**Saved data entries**
◇ ◇ ◇ ◇ ◇ ◇ ◇
PR #2771, opened 2026-07-07
feat: add Skills dashboard section with per-test metric sparklines

tmeschter:
## Summary

Adds a new **Skills** section to the dashboard: a master–detail page listing all plugin skills, with a detail view for the selected skill.

For each selected skill, the detail view shows:
- The skill **description** and its **description length** (characters).
- For every associated integration test, three small graphs — **total duration**, **token usage**, and **turns** — over the last **ten days** on the `main` branch.

## Changes

**New Skills page** (`dashboard/skills.html`, `dashboard/src/skills/`)
- `metrics.ts` — pure helpers (`lastNDates`, `buildDaySeries`, `groupByTest`). Multiple runs on the same day are averaged; days with no data render as gaps rather than zeros.
- `App.tsx` — master–detail UI. Fetches the plugin-skill list + descriptions from `/api/static`, and per-test rows from `/api/test-run-metrics?skill=<name>&branch=main`. Renders recharts sparklines. Supports `?skill=` deep-links.
- `main.tsx`, `skills.css` (reuses the shared design-token CSS variables).
- Added the **Skills** nav link to every page and registered `skills.html` in `vite.config.ts`.

**API: `getTokenUsage` → `getTestRunMetrics`**
- Renamed the function and its routes to `test-run-metrics` and `test-run-metrics/filters` to reflect the fuller set of data it now returns.
- Extended the returned rows with `durationMs` and `turns` in addition to token counts.
- Updated the existing Token Usage page caller, the API docs in `dashboard/Readme.md`, and the `apiUrl` example.

**Data plumbing** (`tests/scripts/upload-token-usage.ts`)
- Carries `totalApiDurationMs` → `durationMs` and `apiCallCount` → `turns` from `token-summary.jsonl` into the Azure Table.

**Frontmatter → dashboard**
- The frontmatter CLI (`scripts/src/frontmatter/cli.ts`) and dashboard collector (`scripts/src/dashboard/collectors/frontmatter.ts`) now surface `description`, `descriptionLength`, and `path`, so the Skills page can list plugin skills and show descriptions.

## Storage impact

Additive only. Newly uploaded Azure Table rows gain two properties (`durationMs`, `turns`). Azure Table Storage is schemaless, so there is **no migration** and existing rows are untouched — legacy rows without these fields render as gaps in the graphs. The storage account, table name, and `TOKEN_USAGE_TABLE_NAME` env var are intentionally left unchanged to avoid a data migration.

## Validation

- `dashboard`: `npm run build` ✅, `tsc --noEmit` clean for the new code ✅
- `dashboard/api`: `npm run build` ✅
- `scripts`: `npm test` — 463 tests pass ✅, `npm run typecheck` ✅
- `tests`: `npm run typecheck` ✅


tests/scripts/upload-token-usage.ts
```diff
@@ -61,6 +63,10 @@ interface AggregatedUsage {
     outputTokens: number;
     cacheReadTokens: number;
     cacheWriteTokens: number;
+    /** Total LLM API duration in ms, summed across the test's records. */
+    durationMs: number;
+    /** Number of LLM round-trips ("turns"), summed across the test's records. */
+    turns: number;
```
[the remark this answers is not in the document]
tmeschter: Fixed in bd362486: `durationMs`/`turns` are now optional on `AggregatedUsage`, so absence is preserved end-to-end instead of persisting as 0.

tests/scripts/upload-token-usage.ts
```diff
@@ -189,11 +195,15 @@ function aggregateByTest(records: TokenSummaryRecord[]): AggregatedUsage[] {
     const output = Number(r.outputTokens) || 0;
     const cacheRead = Number(r.cacheReadTokens) || 0;
     const cacheWrite = Number(r.cacheWriteTokens) || 0;
+    const durationMs = Number(r.totalApiDurationMs) || 0;
+    const turns = Number(r.apiCallCount) || 0;
```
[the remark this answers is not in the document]
tmeschter: Fixed in bd362486: replaced `Number(...) || 0` with `optionalMetric()`, which only yields a value when the source field is present and finite; otherwise it stays undefined.

tests/scripts/upload-token-usage.ts
```diff
@@ -207,6 +217,8 @@ function aggregateByTest(records: TokenSummaryRecord[]): AggregatedUsage[] {
         outputTokens: output,
         cacheReadTokens: cacheRead,
         cacheWriteTokens: cacheWrite,
+        durationMs,
+        turns,
```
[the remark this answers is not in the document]
tmeschter: Fixed in bd362486: aggregation now uses `addOptional()`, which keeps the metric undefined when no record carried it and only sums the present values.

tests/scripts/upload-token-usage.ts
```diff
@@ -291,6 +303,8 @@ async function main(): Promise<void> {
           cacheReadTokens: usage.cacheReadTokens,
           cacheWriteTokens: usage.cacheWriteTokens,
           totalTokens,
+          durationMs: usage.durationMs,
+          turns: usage.turns,
```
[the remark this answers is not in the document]
tmeschter: Fixed in bd362486: `durationMs`/`turns` are now spread into the entity only when present, so absent metrics are never written to the schemaless Table row.

dashboard/src/skills/App.tsx
```diff
@@ -0,0 +1,252 @@
...
+                    tick={{ fontSize: 10 }}
+                    interval="preserveStartEnd"
+                    minTickGap={16}
+                />
+                <YAxis hide domain={["auto", "auto"]} />
+                <Tooltip
+                    formatter={(value) => [format(Number(value)), ""] as [string, string]}
+                    labelFormatter={(l) => String(l)}
+                    contentStyle={{ fontSize: 12 }}
+                />
```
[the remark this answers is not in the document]
tmeschter: Fixed in bd362486: the tooltip formatter now returns a "No data" placeholder for null/undefined days instead of coercing them to 0.

dashboard/src/skills/App.tsx
```diff
@@ -0,0 +1,259 @@
...
+        const params = new URLSearchParams({ skill: selected, branch: "main" });
+        fetch(apiUrl(`/api/test-run-metrics?${params}`))
+            .then((res) => {
+                if (!res.ok) throw new Error(`API error: ${res.status}`);
+                return res.json() as Promise<MetricsRow[]>;
+            })
+            .then((data) => setRows(data))
+            .catch((err) => setRowsError(err.message))
+            .finally(() => setRowsLoading(false));
+    }, [selected]);
```
jongio, line 191: This `useEffect` fires a new fetch each time `selected` changes but never cancels the previous one. If the user switches from skill A to skill B while A's request is still in flight, A's late response calls `setRows(dataA)` and overwrites B's correct data.

Fix with an `AbortController`:

```typescript
useEffect(() => {
    if (!selected) return;
    const controller = new AbortController();
    setRowsLoading(true);
    setRowsError(null);
    setRows([]);
    const params = new URLSearchParams({ skill: selected, branch: "main" });
    fetch(apiUrl(`/api/test-run-metrics?${params}`), { signal: controller.signal })
        .then((res) => {
            if (!res.ok) throw new Error(`API error: ${res.status}`);
            return res.json() as Promise<MetricsRow[]>;
        })
        .then((data) => setRows(data))
        .catch((err) => {
            if (err.name !== "AbortError") setRowsError(err.message);
        })
        .finally(() => {
            if (!controller.signal.aborted) setRowsLoading(false);
        });
    return () => controller.abort();
}, [selected]);
```

The `finally` guard prevents a late abort from flipping `rowsLoading` back to `false` after the next effect already set it to `true`.

jongio (commented):
Two items on this PR.

The metrics fetch `useEffect` in `App.tsx` (line 171) doesn't cancel in-flight requests when the selected skill changes. If a user clicks through skills quickly, a slow response from a previous selection can overwrite the current one. An `AbortController` in the cleanup function fixes this (see inline comment).

The new pure helpers in `metrics.ts` (`lastNDates`, `buildDaySeries`, `groupByTest`) have clear edge cases (empty rows, missing metrics, multiple runs per day) and no unit tests. Worth adding since these functions drive all the sparkline data.

dashboard/src/skills/App.tsx
tmeschter: Fixed in 71472257: added an AbortController to cancel the in-flight request on skill change, ignore AbortErrors, and guard the loading toggle against a superseded effect.

scripts/src/frontmatter/cli.ts
```diff
@@ -682,6 +684,10 @@ export interface FrontmatterSkillResult {
   errors: string[];
   warnings: string[];
   checks: Record<string, boolean>;
+  /** Raw description text ("" when missing). */
+  description: string;
+  /** Character length of the description. */
+  descriptionLength: number;
```
JasonYeMSFT: Can we remove this field and get the length from description?

JasonYeMSFT (dismissed):

dashboard/src/skills/metrics.ts
```diff
@@ -0,0 +1,90 @@
...
+    value: number | null;
+}
+
+/** The three metrics graphed per test. */
+export type MetricKey = "durationMs" | "totalTokens" | "turns";
+
+/**
+ * Return the last `n` calendar days (inclusive of `today`) as YYYY-MM-DD
+ * strings, oldest first. `today` defaults to now (UTC date).
+ */
```
jongio, line 31: Worth adding tests for these helpers. Specific edge cases to cover:

- `lastNDates`: n=0, n=1, date boundary around midnight UTC
- `buildDaySeries`: empty rows array, rows where the metric field is absent (should yield null, not zero), multiple runs on the same day (should average), rows with dates outside the window (should be ignored)
- `groupByTest`: empty input, stable alphabetical ordering

A regression in the averaging or null-gap logic would silently corrupt the sparklines without any build or type error to catch it.

jongio (commented):
The pure helpers in `metrics.ts` (`lastNDates`, `buildDaySeries`, `groupByTest`) still lack unit tests. They drive all the sparkline data and handle edge cases (multi-run averaging, null gaps for missing metrics) that won't surface through type checking alone.

scripts/src/frontmatter/cli.ts
jongio: The consumer already handles this: `skillsFromHealthData` in App.tsx falls back to `description.length` when the metadata field is missing. And in `buildJsonResult` the value is always `description.length`, so the field carries no information the consumer can't derive on its own.

tmeschter: Done in 970ed82e: removed `descriptionLength` from the CLI JSON and the collector metadata. The Skills page now derives it via `description.length` in `skillsFromHealthData`.

dashboard/src/skills/metrics.ts
tmeschter: Added in 970ed82e: `dashboard/src/skills/__tests__/metrics.test.ts` (vitest, `npm test`). Covers all the listed cases — lastNDates n=0/n=1/UTC midnight & month boundaries; buildDaySeries empty rows, absent-metric→null, real-zero preserved, same-day averaging, out-of-window rows ignored; groupByTest empty input and stable alphabetical ordering.

dashboard/src/skills/App.tsx
```diff
@@ -0,0 +1,265 @@
...
+/** Extract plugin skills (with descriptions) from the frontmatter category. */
+function skillsFromHealthData(data: HealthData): Skill[] {
+    const items = data.categories?.frontmatter?.items ?? [];
+    const skills: Skill[] = [];
+    for (const item of items) {
+        const path = String(item.metadata?.path ?? "");
+        // Only plugin skills; the frontmatter check also covers .github/skills.
+        if (!path.startsWith("plugin/skills/")) continue;
+        const description = String(item.metadata?.description ?? "");
+        skills.push({ name: item.name, description, descriptionLength: description.length });
```
RickWinter, line 48: `description` has already been truncated to 500 characters by the frontmatter collector, so this reports roughly 503 for every longer description instead of its actual length. That understates skills approaching the 1024-character limit and makes this dashboard metric unreliable. Can we capture the raw length in `collectFrontmatterMetrics` before sanitization, then use that field here with `description.length` only as a compatibility fallback?

tmeschter: Fixed.

JasonYeMSFT (approved):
◇ ◇ ◇ ◇ ◇ ◇ ◇
**Task objective**
Note every line of the records that holds the word "present", and copy it.

**Response to this task**
tmeschter: Fixed in bd362486: replaced `Number(...) || 0` with `optionalMetric()`, which only yields a value when the source field is present and finite; otherwise it stays undefined.
tmeschter: Fixed in bd362486: aggregation now uses `addOptional()`, which keeps the metric undefined when no record carried it and only sums the present values.
tmeschter: Fixed in bd362486: `durationMs`/`turns` are now spread into the entity only when present, so absent metrics are never written to the schemaless Table row.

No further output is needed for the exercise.